Atingido por uma insolação no alto do céu, o Parisiense acaba por armar uma rede de patos. Não se grita por socorro, mas auréola, e a dignidade encontra-se nela bem. Tenho processos absolutamente seguros para colher o feno do fauno. Um massagista ofereceu-me uma amassadeira. É para as reler ao canto da lareira que trago comigo as obras dos Titãs e dos Tântalos. Não tenho necessidade de os mencionar no inventário das minhas invenções. A pintura faz-se notada. Respeito Monsieur Courbet, Monsieur Ingres fatiga-me. Foices eclipsam a meus olhos a couraça.
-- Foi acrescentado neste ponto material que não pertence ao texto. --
PR #353, opened 2024-05-01
Make Debris Actually Dangerous

VMSolidus:
# Description

Meant to be a counterpart to this PR: https://github.com/Simple-Station/Einstein-Engines/pull/342

This makes it so that glass shards and floor tiles will embed in people when colliding with them, dealing a small amount of damage. This is also helpful for both making Monstermos with Physics Based Air Throws both less dangerous, and more interesting. Now if an explosion turns a room into a whirlwind of scrap metal, people will actually be significantly concerned about trying not to get hit by debris. 

# Changelog

:cl:
- add: Glass/Crystal shards and floor tiles now deal damage and embed in victims when colliding with them.


DEATHB4DEFEAT:
https://titlecaseconverter.com

VMSolidus:
> https://titlecaseconverter.com

That would be a hilarious thing to make a bot to automate, sending this to Solidus every time he doesn't title case

VMSolidus:
This also prevents floor tiles from just killing EVERYONE in a room, to be fair. Monstermos turns spaced rooms into a very brief blender when combined with Physics Based Air Throws, enough that if a Nukie spaces a room, they better stand aside and wait a brief moment for the shrapnel to fly past. But killing everyone with spammed hits isn't intended

DangerRevolution (approved):
seems interesting, worth getting feedback on how this'll work out

DEATHB4DEFEAT (approved):

PR #365, opened 2024-05-03
Mirror: Store keybind priority

SimpleStation14:
###### `f7a1ffd0aab25d70ac185753d596469fc1e87480`

PR opened by <a href="https://github.com/wrexbe"> wrexbe</a> at 2024-03-23 02:49:07 UTC

---

PR changed 2 files with 2 additions and 1 deletions.

- Changes: UI

---

> Changed it so the priority isn't lost when you set a binding in the UI.
> Also added a priority to MoveStoredItem so it doesn't conflict with Use.
> Fixes https://github.com/space-wizards/space-station-14/issues/26142
> Does not fix old keybinds files, so they will need to reset it, and rebind it.
> 
> A better solution might be to change it so the keybinds are always in the order they appear in the default keybinds folder, to prevent the ordering from changing unpredictably based on what the user overrides.

</details>

### DIFF
--- a/Content.Client/Options/UI/Tabs/KeyRebindTab.xaml.cs
+++ b/Content.Client/Options/UI/Tabs/KeyRebindTab.xaml.cs
@@ -403,7 +403,7 @@ namespace Content.Client.Options.UI.Tabs
                 Mod1 = mods[0],
                 Mod2 = mods[1],
                 Mod3 = mods[2],
-                Priority = 0,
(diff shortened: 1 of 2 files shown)


VMSolidus (approved):

FoxxoTrystan (commented):
👍

DangerRevolution (approved):

PR #396, opened 2024-05-06
Getting up to date

Eagle-0:
There were like 50 EE commits that we didn't have (Which we need to test out languages)


stellar-novas:
Indeed

Though it got auto closed for a valid reason, same thing will happen on the syndie station repo.

You can't merge from master, it has to be a different branch.

PR #409, opened 2024-05-16
Listening Post Earlier Start

VMSolidus:
# Description

This was something that always annoyed me back when I made this for DeltaV. One key feature of the Listening Post was that it would have acted to encourage traitors to actually buy the encryption key bundle, since it had the possibility of letting them get radio support from a listening post. At the time Debug insisted it should only ever spawn extremely late in the around, giving it a sufficiently low weight that it would only appear usually an hour into the round. By this point all of the traitors had either been caught or had already done their thing, thus defeating the entire point of it. It also had an absurdly high minimum player count relative to the actual threat the outpost serves, ensuring that it would never appear on lowpop servers. 

Seriously not even stationwide lethal threats such as Xenos Ventcritters had as high of a minimum player count.

# Changelog

:cl:
- tweak: Syndicate Listening Posts can now appear any time in a round, and can appear on low-pop servers.


DEATHB4DEFEAT (approved):

DangerRevolution (approved):

FoxxoTrystan (commented):
👍

PR #2172, opened 2025-04-05
Comment Our Item Group Req and the Group

3PonPon3:
# Description

Yeah so i fumked up in my previous language related PR and this PR actually makes it so you can take UNLIMITED languages and finally create John Language. It does this by commenting out the basic languages item group, so they no longer have a limit due to not being in the item group with max items set. Also this is now made on the correct branch and no longer has commits from a different PR......oops.....

---

# Changelog

:cl:

- tweak: Commented out the basic languages item group so now you can finally take UNLIMITED language traits and become John Language himself. For real this time.


VMSolidus (changes requested):
Not necessary here: See #2170

3PonPon3:
Shit, he's right. ATTEMPT THREE HERE WE GO

PR #2212, opened 2025-04-10
(Bandaid Fix for Languages/Accents) I'M LANGUAGING OUT MAN!!!

3PonPon3:
# Description

This PR comments out the CharacterItemGroup for basic languages so you can take ALL OF THEM (side effects may include using all your trait slots) and the lines responsible for breaking both languages and accents (the ones that specify how many slots it takes up in the item group and how many trait slots it uses)
This is so we can have them functioning until that code gets fixed

---

# Changelog

:cl:
- fix: Languages and accents now work. JOHN LANGUAGE IS FINALLY REAL!

### DIFF
--- a/Resources/Prototypes/CharacterItemGroups/Generic/languageGroups.yml
+++ b/Resources/Prototypes/CharacterItemGroups/Generic/languageGroups.yml
@@ -1,33 +1,33 @@
-- type: characterItemGroup
-  id: TraitsLanguagesBasic
-  maxItems: 1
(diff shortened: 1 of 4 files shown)


Timfa2112 (approved):

Timfa2112 (changes requested):
Please add media in the PR

Timfa2112 (approved):
Found media on Discord. Put it in the PR next time!

PR #2219, opened 2025-04-11
Revert "Initial Corporate Requirements"

EctoplasmIsGood:
After some discussion in EE, community outrage from MRP, and overall just negative reactions all around, I'm gonna be opening a PR to revert this. 

Locking every role behind specific corporations makes it extremely tedious to switch jobs, and is borderline nonsensical, as it implies nanotrasen has NO doctors of their own, even though they're a megacorp that basically controls a galactic empire. 

All jobs should be selectable by Nanotrasen employees, and this PR goes against that.


Timfa2112 (changes requested):
Your change is also deleting the newly added PMCG—try to filter that out so you're only removing the requirements

VMSolidus (approved):
More merge conflic bait let's go lmao.

EctoplasmIsGood:
> Your change is also deleting the newly added PMCG—try to filter that out so you're only removing the requirements

EctoplasmIsGood:
https://github.com/Simple-Station/Einstein-Engines/pull/2220

PR #2220, opened 2025-04-11
Add Nanotrasen as an Employer for Every Job

EctoplasmIsGood:
# Description

Adds Nanotrasen as an employer for every job, because you are on an NT station. Also makes it so unemployed people can take clown, mime, musician, and janitor.

# Changelog

:cl:
- add: Nanotrasen employees can take every job again


VMSolidus (approved):

VMSolidus:
You forgot the Mantis by the way. :)

PR #2225, opened 2025-04-12
Remove Pulse Pistol From Loadouts

EctoplasmIsGood:
# Description

Another PR to remove the pulse pistol from loadouts, as the previous one was abruptly closed because some maps used to have it mapped. This gun is still insanely overturned, and just because it was mapped for some reason in the past doesn't mean it should continue to be accessible. This is a DEATHSQUAD weapon and is balanced as such.

I should also make it clear this PR was made by request of a Goob MRP admin, and I 100% agree with the request because this weapon is comically strong. 

# Changelog

:cl:
- remove: Captain and HoS can no longer take the pulse pistol from loadouts


EctoplasmIsGood:
The fact this gun was mapped for HoS doesn't unfuck its stats

DEATHB4DEFEAT:
don't do that

PR #2238, opened 2025-04-13
Surgery Experience Traits + CPR Trait Tweak

3PonPon3:
# Description

This PR adds 2 new surgery related traits to the game (surgery training which boosts your surgery speed to 1.6, only available for non-medical jobs, as well as experienced surgeon, which boosts your surgery speed to 2.5, available only to medical jobs + corpsman, without intern. They both cost 3 points.) while also tweaking and fixing the CPR training one. (reduces cost from 4 to 3 and adds BSO to the blacklist as BSO already has CPR training innately) 

---

<p>

surgon

surgon2

base surgery speed

Surgery Training speed

Experienced Surgeon speed

</p>

</details>

---

# Changelog

:cl:
- add: Traits that increase your surgery speed, Surgery Training (1.6, between intern and standard doc) for non-medical, and Experienced Surgeon (2.5, same as CMO) for medical w/o intern and with corpsman
- tweak: CPR Training cost 4 -> 3
- fix: BSO can no longer take the CPR trait as they already have it innately

### DIFF
--- a/Resources/Locale/en-US/traits/traits.ftl
+++ b/Resources/Locale/en-US/traits/traits.ftl
@@ -617,3 +617,15 @@ trait-description-RestrictedGear =
     Either through personal ownership or theft, you have access to equipment that isn't particularly standard issue.
     Note that starting with an item [color=red]doesn't certify its legality[/color]. Conceal it or justify it.
     (You equip other jobs' items in the loadouts menu)
+
+trait-name-SurgeryTraining = Surgery Training
+trait-description-SurgeryTraining =
+    At some point in your life you acquired the knowledge and experience necessary for performing surgery effectively. 
+    This trait boosts your surgery speed to 1.6, and is intended for non-medical characters, as medical jobs already have faster surgery. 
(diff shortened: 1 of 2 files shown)


Timfa2112 (approved):
Good example of clear media in a PR, appreciated!
Pinging @OldDanceJacket for a second set of eyes on balance--the technical side checks out.

3PonPon3:
I'll say that in terms of balance I asked others what they think too, and keep in mind surgery is just a small part of what you do as medical, so I think 3 points is fair for both traits. 
As non-medical the use varies, it can be for maints surgery, it can be for salvage, it has a few uses and can be dealbreaking for some, but overall, not that impactful of a change. 
The one for medical I still consider fine as not everyone is medical is going to take the trait, and it boosts around the same as the trait for non-medical. (Non-medical: 1->1.6, medical 1.75/2->2.5) 
So while it will certainly be impactful, it isn't going to be the meta or OP, as surgery is only a part of medical and healing. Also, you could do maints surgery better for funny.
You can say if you think differently, open to hearing your thoughts if it should be balanced differently.

OldDanceJacket (approved):

PR #2246, opened 2025-04-15
Make Tests Shut Up About Audio Entities

VMSolidus:
# Description

If wizden are okay with doing this then screw it I'll do it to DeleteAllThenGhost too.

https://github.com/space-wizards/space-station-14/pull/34021

# Changelog

No CL this isn't playerfacing but great for my sanity.

### DIFF
--- a/Content.IntegrationTests/Tests/EntityTest.cs
+++ b/Content.IntegrationTests/Tests/EntityTest.cs
@@ -2,6 +2,7 @@ using System.Collections.Generic;
 using System.Linq;
 using System.Numerics;
 using Robust.Shared;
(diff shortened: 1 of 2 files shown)


ilmenwe:
I had a PR to that one as well when it comes to DeleteAllWhenGhost in debug. 
I increased the duration to wait, but I am unsure if this was the right solution. 
It made the test pass if it was given 150 ticks instead of 5. 

Maybe the duration for things to proparly despawn have increased with time with more logging and more debug validation being processed?

I think i tested it in release and it passed there without a problem.

Timfa2112 (approved):

PR #2247, opened 2025-04-15
Clean Up Tableslam + Strangling Bugfix

Tirochora:
# Description

Previously, the "TryStopPull" function didn't make you drop a virtualitem if you were strangling somebody, meaning that you could lose use of a hand until disarmed because it would still consider you to be holding the person. I fixed that, as well as additionally cleaned up the table slam system, which should make it run a bit smoother and be functionally about the same. The "tableable" and "posttabled" components were removed, because they shouldn't have existed in the first place. The only notable non-bugfix change that's player facing is that shoving people who are knocked down on any climbable entity stuns them (as opposed to just tables), but it's a rather minor change and I intend on reworking it pretty heavily once my [other PR](https://github.com/Simple-Station/Einstein-Engines/pull/2199) is reviewed. On the backend, I added an optional variable to "TryClimb" that gives you an option to skip the do-after. If it's possible to change these actions to be predicted, I'd be interested in learning how.

---

# TODO

- [ ] Task
- [x] Completed Task

---

<p>

Note that glass tables do much more damage when slammed into, and even more if they would shatter when attempting to climb it.

https://github.com/user-attachments/assets/bc0a12e3-0b67-4d61-aa4e-785e3210c3bb

</p>
</details>

---

# Changelog

:cl:
- tweak: Table slamming should be more consistent.
- fix: You should properly be able to use both hands after letting somebody go from a stranglehold.


Tirochora:
> **Actionable comments posted: 0**
> 🧹 Nitpick comments (4)
> 
> > Content.Shared/_Goobstation/TableSlam/TableSlamSystem.cs (4)> `50-51`: **Eliminate commented-out, deprecated code.**
> > > Your loyal soldiers are leaving behind a few unburied corpses of code. Since these old event subscriptions and methods have been fully replaced elsewhere, it’s best to remove them outright for a cleaner codebase. If there's no plan to reintroduce them, consider fully deleting them to avoid confusion.
> > > Apply this diff to remove unnecessary comments:
> > > ```diff
> > > - //SubscribeLocalEvent<PullableComponent, StartCollideEvent>(OnStartCollide);
> > > - //SubscribeLocalEvent<KnockedDownComponent, DisarmAttemptEvent>(OnDisarmAttemptEvent);
> > > 
> > > - // Deprecated, this feature has been moved to SharedStunSystem.cs
> > > - /* private void OnDisarmAttemptEvent(Entity<KnockedDownComponent> ent, ref DisarmAttemptEvent args)
> > > - {
> > > -     ...
> > > - }*/
> > > 
> > > - /*public override void Update(float frameTime)
> > > - {
> > > -     ...
> > > - }*/
> > > 
> > > - /* private void OnStartCollide(Entity<PullableComponent> ent, ref StartCollideEvent args)
> > > - {
> > > -     ...
> > > - }*/
> > > ```
> > > 
> > > 
> > >     
> > >       
> > >     
> > > 
> > >       
> > >     
> > > 
> > >     
> > >   
> > > Also applies to: 54-61, 63-72, 128-158
> > > 
> > > `90-90`: **Confirm rounding behavior for probability.**
> > > Rounding to the nearest quarter is a strategic call. Ensure that you truly intend midpoint rounding to even (for .NET). If you want to bias up or down, adjust accordingly. Otherwise, this is acceptable as is.
> > > 
> > > `104-104`: **Watch for possible stacking of paralyze and knockdown.**
> > > Glass tables inflict both a paralyze (line 108) and a knockdown (line 101). If that’s intentional—aiming to thoroughly punish the victim with multiple overlapping statuses—then proceed. Otherwise, consider unifying them or employing a single effect for consistency.
> > > Also applies to: 106-108
> > > 
> > > `112-125`: **Duplicate calls to damage the same entity.**
> > > The code calls `_damageableSystem.TryChangeDamage(ent, ...)` twice in quick succession with nearly identical specs. You do specify a torso target part in one call but not the other, which may be intentional. If the duplicated damage is fully intended, keep it. Otherwise, consider merging the logic for readability and maintainability.
> 
> 📜 Review details

One of the TryChangeDamage calls is directed to the entity on top of the table, while the other is directed towards the table itself to cause it to shatter. However, I did invert which one should have the TargetBodyPart parameter, as glass tables don't have a torso last I had checked.

VMSolidus (approved):

PR #2272, opened 2025-04-18
Various Misc Psi Power Fixes

VMSolidus:
# Description

The bug with the traits menu related to psionics is a significantly more complicated issue, so I'm fixing that separately, it notably involves touching a different system entirely than anything in this PR. The biggest ones this fixes are Psi-Invis and Anoigo. Others are a variety of other powers that were supposed to be checking "Is the target insulated?" but weren't. To make it easier to check, I added an overload for the OnAttemptPowerUse function that accepts a Target EntityUid, which extends the insulation check to a second entity, which all of the pre-existing targetted powers now use. Which simplifies the need to constantly write the checks over and over again. 

The biggest fixes this patch from to Psi Invisibility, and to an underlying secondary problem that I discovered as a result of more closely examining the cause of the Invis bugs. So now the client gets networked their casting stats. Both Psi-invis and Anoigo have had their audio fixed (it was a typo in both cases). Anoigo now also checks if the target has insulation.

This last point is relevant because certain "High Security" doors have had their components psifoil insulated to protect from people with a rare and obnoxious power from forcing their way in. 

<p>

https://github.com/user-attachments/assets/ba53df07-5ed9-4b08-b787-a6f6b347c8a3

</p>
</details>

# Changelog

:cl:
- add: NT has had its station's "High Security" doors such as Command, Security, and Vault doors shielded with psifoil around their components. They can no longer be forced open by the Anoigo power. 
- tweak: Anoigo, Dispel, Mindswap, Healing Word, Breath Of Life, Pyrokinesis, and Noospheric Zap now all don't work if the target has psionic insulation.
- fix: Psionic Invisibility now actually works as advertised. 
- fix: Psionic Invisibility and Anoigo now actually produce a sound, as well as properly enforce their cooldowns.
- tweak: Anoigo reclassified as a "Dangerous" power, it now also costs 10 points for Elementalists.
- remove: Prisoners can no longer be Psionic.
- fix: Mantis can no longer summon his black blade if his hands are full.


Timfa2112 (approved):
We'd need to test on a Linux server to know for sure, but as far as I can tell the changes work and look good. Well done!

PR #2289, opened 2025-04-19
Fix Friction without Input

DEATHB4DEFEAT:
Problem I had on Parkstation, ported the fix here.


VMSolidus (approved):
image

Technically the documentation comment here is incorrect now lul.

Erisfiregamer1 (approved):
Yeah.

PR #2300, opened 2025-04-22
Integrated Jetpacks For Syndicate Modsuits

Orion-416:
# Description

Adds integrated jetpacks for both of the syndicate modsuits. For now both don't consume any gas, due to a weird bug where anything that has storage in it, and also is a gas tank, can't be inserted into a gas canister.

---

# TODO

- [x] Add jetpacks to both syndie modsuits

---

<p>

image

image

</p>
</details>

---

# Changelog

:cl:
- tweak: Both Syndicate modsuits now have integrated jetpacks


EctoplasmIsGood:
this should be a draft til you fixthe gas usage

Orion-416:
The elite modsuit was meant to be something close to an ion jetpack, but we don't really have support for that until modsuit modules, and I don't know how to fix the issue with gas (i'm pretty sure it's something to do with it having storage, which for some reason makes it unable to be inserted into a gas cylinder)

VMSolidus (commented):
These should actually be on the chestpiece.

Aqui, a propósito disto, avisei os gendarmes: não sacrificamos jogos de cartas à pequena preguiça; não é uma razão para estarmos enforcados em corvos com vinte metros de altura, para irmos gritar «Arre» às árvores mortas.

O casamento de Maria consumou-se no meio de um transbordamento de suspiro. Foi preciso separar o construtor da sua obra. Ele misturava demasiadas arquitecturas a esta carcaça de tijolos que ceifa as sanguessugas nas belas tardes de Verão. O ventre conserva-se inteiramente vivo na mão. Eu gosto de estar deitado sobre o ventre, com a condição de não ser sempre o meu., bem entendido. As mulheres são mãos pequeninas em Paris e mãos grandes no campo. Comem os pardais no Luxemburgo. Não compreendo o esperanto mas acho que a esperança desordenada começa por si mesma. Aposto urna bexiga contra uma lanterna de um gato-pingado em como não existe a eternidade. A eternidade é o éter e mais nada. Fiz os meus estudos em casa de uni advogado que me dizia: Nunca confesse. Na junta de saúde fui reformado pela visão.

Possuo um pavilhão de caça. Uma porta de verdura fecha a herdade de uma ponta a outra. Eu recolho as apostas. O quinteiro tem um chapéu que eu usei, é uma oferta da quinteira. No fundo do chapéu há o meu retrato com os pés no ar (pois é o chapéu quem olha). As crianças que brincam à volta deles apanham bofetadas. Se se batesse o sangue como se bate o leite, iriam fazer-se observações. Bismarck dizia-me no outro dia: «Agarra o teu tempo, que eu apanhei bem a Alsácia.» Bebemos uma taça de champanhe no Champ-do-Mars. O florista que espezinha os canteiros espezinha as áleas. Para a caça que ele leva levantam patíbulos de forca.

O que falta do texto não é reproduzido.